You don't have to be a student of the vampire movie to know the genre rules. Vampires are undead humanoid creatures, usually male and traditionally aristocratic, and they feed off the blood of the (preferably female) living. If the victim dies as a result of this feeding then they too will become a vampire. Vampires are often blessed with extraordinary strength and even hypnotic powers, and are resistant to injuries that would kill a mere mortal. Crucifixes and garlic send them scurrying and they can be killed by a stake through the heart or direct exposure to sunlight. These conventions were established early in the genre's evolution by the likes of Bram Stoker, Sheridan Le Fanu, F.W. Murnau and Tod Browning, and were quickly reinforced by the films and novels that followed.
For a while the vampire movie got by on variations on established themes, then in the late '50s was re-energized by Britain's Hammer studios, but in the 1970s the revisionist films began appearing and everything changed.
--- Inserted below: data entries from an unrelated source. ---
PR #432, opened 2021-05-28
Add option --no-install to skip install commands in reused environments

### LINKED ISSUE #394: Add an option to skip install commands

cjolowicz:
Add option `--no-install` to skip the re-installation of packages when a virtualenv is reused.

Use either of these to reuse a virtualenv without re-installing packages:

```
nox -R
nox --reuse-existing-virtualenvs --no-install
```

The `--no-install` option causes the following session methods to return early:

- `session.install`
- `session.conda_install`
- `session.run_always`

This option has no effect if the virtualenv is not being reused.

Closes #394
Supercedes #411 

Co-authored-by: @jamandbees

### DIFF
--- a/nox/_options.py
+++ b/nox/_options.py
@@ -157,6 +157,13 @@ def _force_pythons_finalizer(
     return value
 
 
+def _R_finalizer(value: bool, args: argparse.Namespace) -> bool:
+    """Propagate -R to --reuse-existing-virtualenvs and --no-install."""
+    if value:
+        args.reuse_existing_virtualenvs = args.no_install = value
+    return value
+
+
 def _posargs_finalizer(
     value: Sequence[Any], args: argparse.Namespace
 ) -> Union[Sequence[Any], List[Any]]:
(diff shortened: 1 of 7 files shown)


emilmelnikov:
LGTM, thanks!

nox/_options.py
```diff
@@ -320,6 +327,18 @@ def _session_completer(
         group=options.groups["secondary"],
         help="Re-use existing virtualenvs instead of recreating them.",
     ),
+    _option_set.Option(
+        "R",
```
theacodes, line 331: This should be lowercase, right?

cjolowicz: The option is uppercase (`-R`), so using `r` as the option name would lead to an error:

```python
  File ".../nox/venv/bin/nox", line 33, in <module>
    sys.exit(load_entry_point('nox', 'console_scripts', 'nox')())
  File ".../nox/nox/__main__.py", line 30, in main
    args = _options.options.parse_args()
  File ".../nox/nox/_option_set.py", line 267, in parse_args
    self._finalize_args(args)
  File ".../nox/nox/_option_set.py", line 255, in _finalize_args
    value = getattr(args, option.name)
AttributeError: 'Namespace' object has no attribute 'r'
```

Our `option.name` must match the name that argparse derives for the option. In this case, the option is uppercase `-R` with no equivalent long option, so argparse derives `R` as the option name.

theacodes: Gotcha

theacodes (approved):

From this point on the vampire movie needed originality to make its mark on the genre. Some rules could not be messed with – if you dispense with the blood drinking then it's no longer a vampire story, and having your vampire walk around freely in daylight is a surefire way to invite audience scorn – but just about everything else is up for grabs. The problem for modern vampire tales is that those revisionist films, made as they were during a period of considerable creative freedom, left future filmmakers with precious few new pathways to explore without corrupting the core of what defines the genre in the first place.
A while ago on this very site I claimed that the vampire movie had long since passed its prime and was in a state of terminal decline. Then Let the Right One In [Låt den rätte komma in] came along and I was given cause to eat my words, or at least a good many of them. I still believe that the genre has passed its creative peak, but I'll happily admit that reports of its impending death were a little premature. One great film does not a revival make, and with the genre undergoing a process of homogenisation via a string of uninspiring and almost identically styled TV series, we're all anxiously waiting for the film that confirms Tomas Alfredson's masterwork was not a one-off. And surely if anyone could tell a truly revolutionary new vampire story it would be Korean maestro Park Chan-wook, the man who so brilliantly punished his audience with the likes of Sympathy for Mr. Vengeance and Oldboy. Ah, well, not quite...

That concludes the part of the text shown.